Appunto la Cina. Ogni anno l’United States Geological Survey (USGS) pubblica un rapporto di grande importanza, il Mineral Commodities Summary, che analizza la situazione delle circa 90 materie prime indispensabili per le nostre economie. L’ultimo rapporto rivela una situazione allarmante relativa alla Cina, che risulta il produttore del 44% dell’indio consumato nel mondo, il 55% del vanadio, il 65% della fluorite e della grafite naturale, il 71% del germanio, il 77% dell’antimonio, il 61% del silicio, il 67% del germanio e l’84% del tungsteno. E le terre rare? Qui si tocca il vertice con il 95% di tutto ciò che è prodotto al mondo.

Dal punto di osservazione europeo è una situazione piuttosto scomoda. Ancor di più se si considera che la Repubblica Democratica del Congo produce il 64% del cobalto, il Sudafrica l’83% del platino, dell’iridio e del rutenio, il Brasile il 90% del niobio, la Russia il 46% del palladio. L’Europa dipende poi dagli Stati Uniti che producono il 90% del berillio.
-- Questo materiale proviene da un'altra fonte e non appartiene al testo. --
PR #3609, opened 2026-09-03
feat: Add Application State notifications for the Application State Facility

berryware:
## Reviewer Notes

Add the ApplicationStateNotifications in to BlockMessaging.

**Step 1 — 4 new notification records** (all in `spi-plugins`, `blockmessaging` package):
- [`TssDataNotification.java`](block-node/spi-plugins/src/main/java/org/hiero/block/node/spi/blockmessaging/TssDataNotification.java)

In una situazione di normalità questa distribuzione di risorse non comporta né particolari problemi di approvvigionamento né sensibilità di tipo geo-strategico. In fondo, è dall’esportazione di materie prime che dipende la prosperità di molti Paesi che, dunque, hanno poco interesse a creare situazioni di scarsità o a utilizzare le risorse come strumento di ricatto per ottenere concessioni o bilaterali o multilaterali. Certo succede, ma di norma i mercati mondiali svolgono con regolarità la funzione di equilibratore dei flussi e dei prezzi. Il problema si può invece porre in frangenti meno normali. Per esempio, in una crisi come quella pandemica, che ha imposto per un certo periodo la chiusura delle attività economiche in quasi tutti i Paesi e il crollo degli scambi interazionali. Ma ancor più nel caso di un conflitto sia di tipo tradizionale, sia di tipo nuovo. Non necessariamente, dunque nel caso di una guerra ma anche nel quadro di una crisi strategica di ampia portata.

Non a caso, infatti, quando si parla di materie prime e del predominio cinese, gli scenari di conflitto guardano sempre più alla Cina e al Mar Cinese Meridionale come teatro di scontro. Da lì passano infatti il 60% degli scambi mondiali e in quell’area si affacciano molti Paesi asiatici con interessi spesso in contrasto con quelli cinesi. È, d’altra parte, nel South China Sea che gli strateghi americani collocano i loro game war e che gli analisti dirigono i loro studi. E persino i romanzieri: un bestseller negli Stati Uniti è il romanzo 2034, di due ex ammiragli americani che si immaginano in quell’anno lo scoppio della terza guerra mondiale innescata da uno scontro in quei mari tra la flotta cinese e quella americana. Sottotitolo del libro è infatti, significativamente, A novel of the next world war.

Non si arriverà, sperabilmente, a tanto, ma non c’è dubbio che la nuova realtà geopolitica e geoeconomica abbia oggi e in futuro un punto focale che ruota attorno ai metalli rari e al predominio cinese su di essi, così come nei decenni passati il baricentro delle crisi era collocato in Medio Oriente e basato sul petrolio. Un quadro destinato a crescere di importanza che, con ogni probabilità, attirerà sempre di più non solo l’interesse degli esperti, ma anche l’attenzione consapevole di un’opinione pubblica finora poco informata su queste poco conosciute realtà.

di Enrico Sassoon, Direttore responsabile di Harvard Business Review Italia.